Raih Juara 1 Dalam Ajang Katulistiwa 9


Diterbitkan 3 bulan 1 minggu yang lalu


Raih Juara 1 Dalam Ajang Katulistiwa 9
Photo By : Dokumentasi Peserta

EEPIS Online – Setelah memborong trophy di ajang Kontes Robot Indonesia (KRI) regional IV baru-baru ini, mahasiswa Politeknik Elektronika Negeri Surabaya (PENS) tidak langsung berpuas diri. Pasalnya, selain di ajang KRI, PENS tetap menunjukkan prestasi gemilangnya. Kali ini prestasi tersebut diukir dalam Kompetisi Karya Tulis Ilmiah Tingkat Mahasiswa Nasional (Katulistiwa). Babak final ini dilangsungkan selama tiga hari, (5-7/4), bertempat di Gedung Perputsakaan Pusat Universitas Brawijaya (UB). Dengan menyisihkan 11 tim di babak final, tim yang merupakan perwakilan tunggal dari PENS berhasil mengamankan podium pertama.

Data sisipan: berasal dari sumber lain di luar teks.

PR #199, opened 2020-01-10
Throw the correct error when importing the same module twice

### LINKED ISSUE #198: Duplicate module imports throw unexpected errors
The test:
```
	it.only('crashes when importing the same module twice', () => {
		registerXQueryModule(`
module namespace test = "http://www.example.org/mainmodules.tests#2";

declare %public function test:hello($a) {
   "Hello " || $a
};
`);

		const result = evaluateXPath(
			`
import module namespace test = "http://www.example.org/mainmodules.tests#2";
import module namespace test = "http://www.example.org/mainmodules.tests#2";

test:hello("World")
`,
			null,
			null,
			null,
			null,
			{ language: evaluateXPath.XQUERY_3_1_LANGUAGE }
		);

		chai.assert.equal(result, 'Hello World');
	});
```

Throws: 
```
  1) Main modules
       crashes when importing the same module twice:
     Error: Duplicate function registration
```

That can't be the correct error, it should have a proper code

DrRataplan:
this fixes #198


DrRataplan:
There is just one QT3 test that is succeeding now... Not much coverage, unfortunately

Katulistiwa merupakan kompetisi tahunan telah diadakan kali kesembilan oleh Lingkar Studi Mahasiswa Ekonomi dan Bisnis (LSME) Fakultas Ekonomi Bisnis (FEB) UB. Tahun ini, tema yang diusung adalah “Strategi dan Inovasi Pembangunan di Era Digital Untuk Menyongsong Indonesia Emas 2045”. Dengan tema tersebut, kompetisi ini menampung ide-ide menarik dari pemikiran mahasiswa terkait dengan pembangunan.

Tim dari PENS ini diketuai oleh Wahyu Kurniawan Arbi Program Studi (Prodi) D4 Teknik Elektronika, Mochammad Ristra Mahardinata dan Adriel Praba Wicaksono dari Prodi D4 Teknik Telekomunikasi. Ketiganya merupakan mahasiswa angkatan 2013. Judul yang diangkat oleh tim ini adalah “Curvis Map: Informasi Warisan Budaya Indonesia Sebagai Upaya Pelestarian Seni Budaya dan Kuliner Tradisional”. Judul ini dibuat berdasarkan ide dari mereka, yakni pelestarian budaya yang dikombinasikan dengan teknologi.

Ide inovatif tersebut mampu mengantar tim ini melalui tiga tahap kompetisi yakni seleksi abstrak, seleksi full paper dan final. Dari tahap seleksi abstrak dan full paper, diambil 12 tim yang berkesempatan mempresentasikan ide yang telah dituangkan pada judul masing-masing pada babak final. Dalam babak final terdapat studi kasus yang juga merupakan indikator penilaian. Berbagai tahap tersebut, akan menentukan juara yang mendapat reward berupa uang pembinaan, trophy dan juga sertifikat. Selain itu, sebagai reward tambahan, tim yang lolos babak final pada hari terakhir melakukan fieldtrip di Kota Batu.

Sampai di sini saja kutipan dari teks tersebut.